Diseño de herramientas moleculares para la caracterización de las proteínas Sir3 y Sir4 en Candida glabrata.

Abstract

"En los últimos años, Candida glabrata ha surgido como patógeno oportunista, especialmente en individuos inmunocomprometidos. Una característica que presenta esta levadura es que se adhiere a células epiteliales. Esta adherencia está mediada por proteínas de pared celular codificadas por una familia de más de 20 genes parálogos (genes EPA). La mayoría de estos genes se encuentran localizados en regiones subteloméricas, donde están sujetos al silenciamiento transcripcional dependiente de la cromatina. Este silenciamiento lo lleva acabo el complejo Sir (Sir2, Sir3 y Sir4), Rap1, Ku70, Ku80 y Rif1. Mutaciones en cualquiera de los genes que codifican para la maquinaria del silenciamiento subtelomérico, vuelve a las células hiperadherentes y resistentes a estrés oxidativo. Esto sugiere que la adherencia y la resistencia a estrés oxidativo, estarían coregulados en este hongo patógeno por un mismo sistema de regulación global, como lo es el del silenciamiento subtelomérico. Adicionalmente ello sugiere que este sistema de regulación global pudiera detectar señales del medio ambiente y responder a éstas, reprogramando la expresión de genes subteloméricos específicos. Hay evidencia que muestra que la maquinaria del silenciamiento subtelomérico puede estar detectando señales extracelulares. En C. glabrata, la proteína Sir2 (una desacetilasa de histonas dependiente de NAD+) detecta los niveles de ácido nicotínico (el acido nicotínico es precursor de NAD+) extracelular. Al disminuir los niveles de ácido nicotínico, disminuyen también los niveles de NAD+ y Sir2 pierde su actividad, esto permite la relajación de la cromatina y la transcripción de algunos genes EPA subteloméricos. En S. cerevisiae, Sir3 se fosforila en respuesta a estrés nutricional y osmótico. No obstante, si el complejo Sir pierde su actividad, ocurre de manera consecuente una desrepresión específica de los genes silenciados.
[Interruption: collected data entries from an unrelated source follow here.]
PR #872, opened 2015-06-16
shouldn't be any reason to run inputconfiguration as root - all confi…

joolswills:
…gurations should be in $user readable places now (and if not, we need to fix that). But certainly emulationstation and retroarch are

@petrockblog - wanted to run this one by you in case there was some reasoning for this that I missed ?


petrockblog:
Good that you found that - I forgot to remove that. Used it for debugging purposes to rule out access rights problems in the first place. But, I agree, in the end the input configurations must be un $user readable places.

PR #873, opened 2015-06-16
Reorg

joolswills:
Removed unused scripts and the esconfig module as we don't use them any longer.

Only the splashscreen are left in the root supplementary after these changes - perhaps they too can be moved to scriptmodules/supplementary/splashscreen/splashscreens also ? please let me know @petrockblog


joolswills:
I'm happy to leave the splashscreens where they are though. there is platforms.cfg in there too, I forgot about that.

petrockblog:
Good points!

PR #880, opened 2015-06-23
I think it is more logical that right shoulder does page down and lef…

joolswills:
…t does page up in es - in the way that left is back and right is often forwards in guis etc (at least for those using LTR languages)


McPace:
I agree. This change caught me off guard in beta 4. Feels backwards but it's not a terrible feeling

petrockblog:
Sure!

PR #883, opened 2015-06-26
moved capex.cfg and rominfo.fba to be located in FBAcapex_src directory

tednilsen:
moved capex.cfg and rominfo.fba to be located in FBAcapex_src directory
now pifba from source installs without failing.


tednilsen:
lr-nestopia: removed gtk3 stuff from Makefile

Con base en estos antecedentes nos propusimos determinar si Sir3 y Sir4, pudieran también ser blancos de señales ambientales. Para caracterizar a éstas proteínas diseñamos una serie de herramientas moleculares, que nos permitirán etiquetar a las proteínas Sir3 y Sir4 con diferentes epítopes, y determinar si estas proteínas Sir son blancos de señales extracelulares."

"In recent years, Candida glabrata has emerged as an opportunistic fungal pathogen, especially in individuals with weakened immune systems. C. glabrata is able to adhere to cultured epithelial cells and this adherence is mediated by the Epa cell wall proteins. These cell wall proteins are encoded by a family of around 20 paralogue genes, which are localized mainly in subtelomeric regions. Subtelomeric regions are subject to chromatin-based transcriptional silencing. The proteins involved in subtelomeric silencing are the Sir complex (Sir2, Sir3 and Sir4), Rap1, Ku70, Ku80 and Rif1. Mutations in any of the genes that encode for subtelomeric silencing machinery, render the yeast hyperadherente and resistant to oxidative stress. Adherence and resistance to oxidative stress might be coregulated in this fungal pathogen by a single global regulatory system, subtelomeric silencing. Subtelomeric silencing might be able to sense and respond to environmental signals, thus reprogramming the expression of specific subtelomeric genes. There is evidence that demostrates that the silencing machinery could bethe target of extracelullar signals. In C. glabrata, Sir2 (a NAD+ dependent histone deacetylase) detects the levels of nicotinic acid (NA, NAD+ precursor) as an extracellular signal. Reduced levels of NA, causes reduced levels of NAD+, thus Sir2 loses its activity, allowing the relaxation of the chromatin, and transcription of subtelomeric genes like the EPA genes, which then become hyperadherent. In S. cerevisiae, Sir3 is phosphorylated in response to nutritional and osmotic stress, which causes loss of activity of the Sir complex, and consequently a specific derepression of silenced genes. Based on these findings, we sought to determine whether Sir3p and Sir4, might also be targets of environmental cues. To further understand the role of Sir3 and Sir4, we designed a series of vectors to epitope-tagged these proteins. We envisage that such specific antibodies, would allow us to determine if Sir3 and/or Sir4 are in fact detecting environmental signals."